(PROBLEM TO SOLVE)
The records follow. Filter them to the lines that hold "paths".

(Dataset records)
PR #5025, opened 2022-07-20
ENH: Give designer control over when keypresses register

### LINKED ISSUE #4863: Textbox component receiving input from Keyboard component in separate routine in prior trial
I put this in discussion but so far no comments, this seems like a bug to me.

**OS (e.g. Win10):** Win10
**PsychoPy version (e.g. 1.84.x):** 2022.1.3 and 2022.1.4
**Standard Standalone? (y/n) If not then what?:** Standard Standalone
**What are you trying to achieve?:**
I have 2 routines in the trial, the first has a textbox component to ask for text input from the participant. I’m detecting when they hit the Enter key to continue onto the next routine in the trial which has a keyboard response component to ask for a specific key response. However, when the experiment iterates onto the next trial, the response for the keyboard object in the previous trial appears in the textbox.

**What did you try to make it work?:**
I’ve tried explicitly setting the textbox text to blank, and calling textbox.reset in the Begin Routine section of a code component. My textbox component has its Text set to “set every repeat”.  I've tried explicitly clearing keyboard buffers.

**What specifically went wrong when you tried that?:**
Neither of the above worked. I seem unable to prevent the response made to the keyboard object from appearing in the textbox on the next iteration.

**Test file here:**
[testTextbox.zip](https://github.com/psychopy/psychopy/files/8794890/testTextbox.zip)

TEParsons:


TEParsons:
While this isn't the best way to fix the issue it was originally intended to fix, this is generally very useful - designers do want to control when a keypress is registered

PR #5027, opened 2022-07-21
ENH: Improve `Color.render` performance for the case when contrast is 1

lkeegan:
This makes `draw()` faster, e.g. here are snakeviz profiles for 100x `Circle.draw()` calls:

Without this PR:

image

With this PR:

image

Code used for above profiles:
```
from psychopy.visual.window import Window
from psychopy.visual.circle import Circle
import cProfile

window = Window(fullscr=True, units="height")
circle = Circle(window, radius=0.1, lineColor="black", fillColor="red")

with cProfile.Profile() as pr:
    for i in range(100):
        circle.draw()
        window.flip()
pr.dump_stats("profile.prof")
```

### DIFF
--- a/psychopy/colors.py
+++ b/psychopy/colors.py
@@ -376,6 +376,8 @@ class Color:
         """
         if space not in colorSpaces:
             raise ValueError(f"{space} is not a valid color space")
+        if self.contrast == 1:
+            return getattr(self, space)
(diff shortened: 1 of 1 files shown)


TEParsons (approved):
Good shout, I can see why this would speed things up!

PR #7727, opened 2026-07-29
ENH: Speed up getting Component profiles

TEParsons:
Mostly by removing unecessary calls to other parts of the library within psychopy.experiment, instead moving them inside functions which import them *as needed* rather than at the very beginning.

### DIFF
--- a/.github/workflows/pypi.yaml
+++ b/.github/workflows/pypi.yaml
@@ -22,20 +22,38 @@ jobs:
           contents: write 
         steps:
 
-        - uses: actions/checkout@v6
+        - name: Checkout PsychoPy (release)
+          uses: actions/checkout@v6
           if: ${{ startsWith(github.ref, 'refs/tags/') }}
           with:
             ref: ${{ github.ref_name }}
+            path: psychopy
 
-        - uses: actions/checkout@v6
+        - name: Checkout PsychoPy (tag)
+          uses: actions/checkout@v6
           if: ${{ github.event.inputs.tag }}
           with:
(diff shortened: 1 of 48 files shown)


peircej:
I certainly approve of the approach, once tests pass

If we're concerned, by the way, about later sluggishness (i.e. when the function is first called and does its import), we could create an additional function like `utils.loadAncilliaryLibs()` for importing things that aren't urgent enough to be needed immediately, but slow enough that we want to load them in an idle period once the UI is up and running

peircej:
Could set a timer to `utils.loadAncilliaryLibs()` after say a minute of the app being open (or maybe there's a flag we can set when the app gets to a state of being idle)

TEParsons:
> Could set a timer to `utils.loadAncilliaryLibs()` after say a minute of the app being open (or maybe there's a flag we can set when the app gets to a state of being idle)

Polling / flagging idle is tricky, I can't think of an easy way to do it, but we could go after a set time as you say. What I'd be worried about with that though is that slowdown would become less predictable - if the app says "Loading Cedrus devices..." for a while because we're importing `pyxid2` that's not great, but if the app randomly takes forever on something which should be basically instant because it's decided now is a good time to import `pyxid2`, that feels worse?

We *could* make Liaison execute commands asynchronously (currently it listens asynchronously but executes them one at a time in the main thread), but I expect there'll be new issues arising from that if we do. Maybe it's worth it though?

TEParsons:
For now I'll pull this in, but will keep mulling over `loadAncillaryLibs`

PR #7730, opened 2026-08-06
BF: Add expInfo code to survey routine

wakecarter:
I've added "%(name)s.setVariables(expInfo);\n" to the survey routine __initi__.py
Manually editing the code works in 2026.2.2 (different code is needed in 2026.2.1)

### DIFF
--- a/psychopy/experiment/routines/pavlovia_survey/__init__.py
+++ b/psychopy/experiment/routines/pavlovia_survey/__init__.py
@@ -129,7 +129,7 @@ class PavloviaSurveyRoutine(BaseStandaloneRoutine):
         code = (
             "});\n"
             "%(name)sClock = new util.Clock();\n"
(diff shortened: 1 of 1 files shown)


HugoFara:
Thanks @wakecarter I gave it a check.

`excludedNames` only got a default (`= []`) in psychojs 2026.2.2. On 2026.2.1 and earlier (checked back to 2023.2.3) the one-arg call hits `undefined.indexOf(...)` and throws. Since *Use PsychoJS version* lets people pin an older lib, passing the list explicitly is safer and identical on 2026.2.2:

```suggestion
     "%(name)s.setVariables(expInfo, []);\n"
```

wakecarter:
Thanks @HugoFara . I had the extra argument in my original test of 2026.2.1 but I hadn't checked it would work in 2026.2.2 without giving an error. I've now checked that and added , [] into the merge request.

PR #7744, opened 2026-08-24
feat: Make it easier to use CountdownTimer in for/while loops

TEParsons:
This comes out of me writing fairly repetitive code for quick tests of visual stimuli and realising there's a way to slightly streamline it... Extremely low priority, I just thought this would be nice & basically harmless.

### Example
Displaying a basic Polygon for 5s

Before:
```
from psychopy import visual
import time

win = visual.Window()
obj = visual.Polygon(win)

started = time.time()
while time.time() - started < 5:
    obj.draw()
    win.flip()
```

After:
```
from psychopy import clock, visual

win = visual.Window()
obj = visual.Polygon(win)

for t in clock.CountdownTimer(5):
    obj.draw()
    win.flip()
```

### DIFF
--- a/psychopy/clock.py
+++ b/psychopy/clock.py
@@ -372,6 +372,62 @@ class CountdownTimer(Clock):
         if start:
             self.reset()
 
+    def __iter__(self):
+        return self
+    
+    def __next__(self):
+        """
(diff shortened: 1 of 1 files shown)


TEParsons:
@claude review

PR #7751, opened 2026-08-26
BF: Fixed 'add' blend mode for text rendering

mdcutone:
Changes the the shader `TextBox2` uses to allow for correct opacity and color blending when the window is in 'add' mode


peircej:
@claude review

Issue #7755, opened 2026-08-31
[Bug]: Unsaved data recording if dataFileName contains folder ending with space under windows


suxpert:
### PsychoPy Version

All version up to 2026.2.3

### What OS are your PsychoPy running on?

Windows 11

### Bug Description

In our experiment workflow (following the BIDS specification), we typically store each participant’s data in a separate folder, with the participant ID entered via a dialog box.

On one occasion, the experimenter accidentally included a trailing space in the participant ID. This ID was used by `ExperimentHandler` to create the data folder. At first, the experiment proceeded without any visible error. However, when the experiment ended and `ExperimentHandler` attempted to write the data, a `FileNotFoundError` was raised. As a result, all behavioral data collected during those runs were lost, with no opportunity for recovery.

### Expected Behaviour

Although it is not common practice to end folder names with a space, such names are technically valid in many file systems. The core issue appears to be platform‑specific: on Windows, when creating a folder with a trailing space, Python (via the underlying OS API) silently strips that space, producing a folder name without the trailing space. Yet the file path used later still contains the original folder name with the space, causing the file to be inaccessible.

### Steps to Reproduce

Here is a minimal reproducible example with psychopy:
```python
from psychopy import data

def main():
    participant_id = '001 '
    filepath = f'{participant_id}/{participant_id}-event.tsv'
    record = data.ExperimentHandler(dataFileName=filepath, extraInfo={'participant': participant_id})

if __name__ == '__main__':
    main()
```

MRE with python-minimal:
```python
import os

path = '001 '
file = f'{path}/somefile.txt'
os.makedirs(path, exist_ok=True)

with open(file, 'w') as f:
    f.write('Hello, world!')

```

### Additional context

While this behavior seems to stem from Windows itself, we believe there is a strong case for addressing it at the application level. At the very least, an exception should be raised **before** the experiment begins---rather than allowing a full run to complete and then discarding all recorded data and raised an error.

Or always follow the users' request, to support such folder, as might be in Linux & macOS.

Yi-111-a:
I looked into this and traced it to `checkValidFilePath()` in `psychopy/data/utils.py`; I've opened PR #7773 against the `release` branch for it.

What actually happens on Windows (measured on Windows 11):

- `os.path.abspath('001 /x.tsv')` keeps the trailing space
- `os.path.isdir('<...>/001 ')` is `False`, so `checkValidFilePath()` calls `os.makedirs()`
[...]

PR #7773, opened 2026-09-11
BF: Strip trailing spaces from data file paths in handleFileCollision

Yi-111-a:
## What this fixes

Issue #7755: on Windows, if the participant ID (used to build the data folder) contains a
trailing space, the whole experiment runs without complaint and only fails when the data is
saved — at which point **all collected data is lost**.

## Root cause

Windows silently strips trailing spaces from folder names when they are created, so a
requested path like `001 /x.tsv` ends up in a folder called `001` on disk while the path
held by `ExperimentHandler` still contains the space — and the final `open()` raises
`FileNotFoundError` after all data has been collected.

## The fix

Per maintainer feedback, instead of rejecting such paths we now strip the spaces ourselves:

- `handleFileCollision()` (in `psychopy/tools/fileerrortools.py`) removes trailing spaces
  from each path component before the overwrite/rename/fail logic runs, and logs a warning
  when the path is changed. `dataFileName` always passes through this function before being
  stored on `ExperimentHandler`, so the stored name matches what is actually created on
  disk.
- `checkValidFilePath()` is back to its original behaviour — it no longer rejects
  trailing-space paths and the `platform` test hook is gone.
- `ExperimentHandler` now validates `self.dataFileName` (the stripped name) rather than the
  raw argument, so `makedirs` runs on the corrected path.

## Tests

- `psychopy/tests/test_tools/test_fileerrortools.py`: new test covering trailing-space
  stripping of folder and file-name components for both `overwrite` and `rename`, plus a
  check that internal spaces are left untouched. Existing collision tests still pass.
- `psychopy/tests/test_data/test_utils.py`: the previous rejection test is replaced by a
  simple `checkValidFilePath` sanity check.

(RESPONSE TO THIS EXERCISE)
BF: Strip trailing spaces from data file paths in handleFileCollision
Per maintainer feedback, instead of rejecting such paths we now strip the spaces ourselves:
  trailing-space paths and the `platform` test hook is gone.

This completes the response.